PR #537, opened 2025-02-26
gh-124: use `cosmology.api` over the `cosmology` package

paddyroddy:
# Description

This PR aims to remove the deprecated `cosmology` package in favour of the new `cosmology.api`. The API is still in its infancy, so this might not work yet. I have raised https://github.com/cosmology-api/cosmology.api/pull/115 which will be needed for the inverse comoving distance. **This has since been released**.

Do we still want `_kappa_ia_nla` (added in https://github.com/glass-dev/glass/pull/21)? It's not tested, and have had to take some educated guesses what they mean.

Functions required:
- `dc`: `HasComovingDistance.comoving_distance`
- `dc_inv`: `HasInverseComovingDistance.inv_comoving_distance` (cosmology-api/cosmology.api#115)
- `ef`: `HasHoverH0.H_over_H0`
- `gf`: `HasGrowthFactor.growth_factor`
- `h`: `HasH0.H0` ÷ `100`
- `Om`: `HasOmegaM0.Omega_m0`
- `omega_m`: `HasOmegaM0.Omega_m0`
- `rho_c0`: `HasCriticalDensity0.critical_density0`
- `rho_m_z`: `HasCriticalDensity0.critical_density0` × `HasOmegaM.Omega_m`
- `xm`: `HasTransverseComovingDistance.transverse_comoving_distance` ÷ `HasHubbleDistance.hubble_distance`

I have attempted to adapt the `MockCosmology` object from the tests as well.

Closes: #124. Having another go following https://github.com/glass-dev/glass/pull/397.

## Changelog entry

Changed: Adds dependency on @cosmology-api rather than https://pypi.org/project/cosmolopy as before

## Checks

- [x] Is your code passing linting?
- [x] Is your code passing tests?
- [ ] Have you added additional tests (if required)?
- [x] Have you modified/extended the documentation (if required)?
- [x] Have you added a one-liner changelog entry above (if required)?

PR #539, opened 2025-02-27
Suppress notebook rules rather than blanket turning off `ruff`

paddyroddy:
# Description

Was fiddling with this as part of #537 and felt it made sense to separate. Rather than turning off `ruff` altogether, we can suppress things like typing/docstrings etc. The formatted notebooks are much nicer to read too.

Closes: #537

## Checks


Saransh-cpp (approved):
Thanks, @paddyroddy!

Saransh-cpp (approved):

ntessore (approved):
LGTM

Issue #558, opened 2025-03-02
Contributors not rendering correctly in README


Saransh-cpp:
### Which Section of the Documentation Needs Improving?

The all-contributors bot keeps adding contributor profiles in the same row, which makes them not render correctly in the README - https://github.com/glass-dev/glass/blob/main/README.md#getting-in-touch.

### What Can be Improved About This Section

The contributors should automatically be distributed in multiple rows.

### How to Improve This Section

I am not sure what is causing this. I have never seen this behaviour.

paddyroddy:
> I am not sure what is causing this. I have never seen this behaviour.

I suspect this was just a merge error. Easily done.

Issue #552, opened 2025-02-28
Add docs on @all-contributors


paddyroddy:
### Which Section of the Documentation Needs Improving?

Would be good to note what to do in the contributing guidelines. Would also be good to mention we should do them one at a time otherwise you get into horrible merge conflicts as I'm currently having.

### What Can be Improved About This Section

-

PR #559, opened 2025-03-03
gh-558: regenerate contributors in README

Saransh-cpp:
# Description

Regenerated the table using `yarn all-contributors generate`.

I am guessing this happened because we triggered several bot requests, and the bot added every new person in the first row and the last column of the table. Ideally, this should not happen again, give that running the CLI locally fixed it.

Closes: #558

## Checks

### DIFF
--- a/README.md
+++ b/README.md
@@ -98,8 +98,7 @@ We also have a public [Slack workspace] for discussions about the project.
 <!-- ALL-CONTRIBUTORS-LIST:START - Do not remove or modify this section -->
 <!-- prettier-ignore-start -->
 <!-- markdownlint-disable -->
-<table>
-  <tbody>
+<p>
     <tr>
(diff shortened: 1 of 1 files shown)


ntessore:
Up to you. Since we anyway have to make the decision about categories when adding people, we might as well display them, as long as it doesn't become a chore or point of discussion. I would like to see the names in the list.

paddyroddy:
Okay, in that case I think we should go back to the default, and just minimise the categories we use. I will raise a PR this afternoon.

Saransh-cpp:
I think it would be better to have the list without emojis. It almost always becomes a point of discussion if emojis are included (unless we create guidelines on what emojis are allowed, and what one has to do to have a particular emoji in their table cell). We can still have the categories in the JSON file with an internal agreement, because it is anyways not displayed to the users.

Saransh-cpp:
If we are reverting to the original format, I can add categories in the docs while working on #552

Issue #546, opened 2025-02-28
Can we run `pre-commit.ci autofix` automatically on @all-contributors PRs?


paddyroddy:
### Describe the Bug

See e.g. https://github.com/glass-dev/glass/pull/545. @all-contributors raises PR, I ran `pre-commit.ci autofix` and everything worked.

Two options:
* We exclude `.all-contributorsrc` from @pre-commit
* @Saransh-cpp has some wizardry to get the CI to run automatically

### To Reproduce

```python
import glass
...
```

### Version In Use

2024.3.dev66+g4110ef9.d20250220

### Additional Context

```markdown
- Python version:
- Operating system:
```

ntessore:
let's exclude it, we don't need bots correcting bots

PR #560, opened 2025-03-03
gh-546: ignore .all-contributorsrc from prettier

Saransh-cpp:
# Description

A bit annoying that there is no other way to ignore a JSON file. This should fix the problems we've been having with pre-commit failing on all-contributor PRs.

Closes: #546

## Checks

### DIFF
--- a/.prettierignore
+++ b/.prettierignore
@@ -1,0 +1,1 @@
+.all-contributorsrc


ntessore:
AFAIK you could also exclude the file at the pre-commit level

paddyroddy:
> AFAIK you could also exclude the file at the pre-commit level

True, but someone could format it with their IDE

Issue #554, opened 2025-02-28
Can we have a list of contributors in the user-facing documentation?


paddyroddy:
> Whatever means we choose, it would be great it we could have a flat list of people in the user-facing docs, probably on the front page! 

 _Originally posted by @ntessore in [#540](https://github.com/glass-dev/glass/issues/540#issuecomment-2690055022)_

paddyroddy:
The problem is that RST isn't supported, https://github.com/all-contributors/all-contributors/issues/391. I guess we could do either:
* Convert to markdown documentation
* Have some markdown to RST integration, like an import or something. We can specify extra files https://allcontributors.org/docs/en/bot/configuration#moving-the-all-contributors-table-into-a-different-file. So we could write to an additional contributor-only markdown file that we import into RST somehow.

ntessore:
I can quickly add a sphinx extension to parse https://github.com/glass-dev/glass/blob/main/.all-contributorsrc into a list, if all else fails.

paddyroddy:
I think what would be nicer is we add to https://github.com/glass-dev/glass/blob/d30b766e0102bbebf83bb1b1b11cefd0de8ceecc/.all-contributorsrc#L6

```json
files: [
	"README.md",
	".contributors.md"
]
```

Then we import `.contributors.md` into RST somehow?

ntessore:
Yeah that's also easy enough with MyST/include/parser I think

paddyroddy:
I will look into this

PR #563, opened 2025-03-03
gh-554: move contributors to a file and show in docs

paddyroddy:
# Description

Rather than writing directly to the README I am instead writing to a file that the documentation can then display using https://myst-parser.readthedocs.io/en/latest/index.html. For now I am using a link from the README to the same markdown file to avoid duplication, but we could have both if we wanted.

Regenerated using `npx all-contributors generate`.  

Closes: #554

## Changelog entry

Added: The list of contributors to the homepage of the documentation.

## Checks


Saransh-cpp (approved):
Looks really nice in the docs, thanks!

ntessore (approved):
That's great, thanks @paddyroddy!

Issue #569, opened 2025-03-06
The large-files-added pre-commit check should exclude the examples


paddyroddy:
### Add your issue here

From Slack
> The large-files-added pre-commit check should exclude the examples, or increase the file size. 500kb is easily hit with a couple of figures

PR #570, opened 2025-03-06
gh-569: enforce large file check with exception

paddyroddy:
# Description

Currently, the large file @pre-commit check only runs when that file is first added. This changes it to always run, which could be useful if something got snuck in.

As per suggestion, I have excluded `.ipynb` in the `examples` folder. I have also excluded `.png` from `docs/_static` as we already have some that are over (narrowly).

Closes: #569

## Checks

### DIFF
--- a/.pre-commit-config.yaml
+++ b/.pre-commit-config.yaml
@@ -10,6 +10,13 @@ repos:
     rev: v5.0.0
     hooks:
       - id: check-added-large-files
+        args:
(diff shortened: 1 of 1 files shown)


Saransh-cpp (approved):
Nice, thanks @paddyroddy!

ntessore (approved):
Excellent, thanks for fixing this

Issue #572, opened 2025-03-07
Should `multalm` be private?


Saransh-cpp:
### Add your issue here

`glass.fields.multalm` is available under the `glass` namespace, but it is not displayed in documentation. I was wondering, given that it is only used internally by other functions, should it be private (and not under the `glass` namespace)?

PR #576, opened 2025-03-07
gh-572: make `multalm` private

Saransh-cpp:
# Description

`glass.fields.multalm` is not used anywhere outside of the sampling function, so it should be private. This should not require deprecation as the function was never available in the documentation.

Closes: #572 

## Checks


paddyroddy (changes requested):
Examples test is failing

paddyroddy (approved):
Examples fixed!

ntessore (approved):

paddyroddy:
Merging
-----
■ What the task requires ■
Start copying at the line that contains "Examples fixed!" and stop after the last line of the records, keeping every line exactly.

■ Output of the task ■
Examples fixed!

ntessore (approved):

paddyroddy:
Merging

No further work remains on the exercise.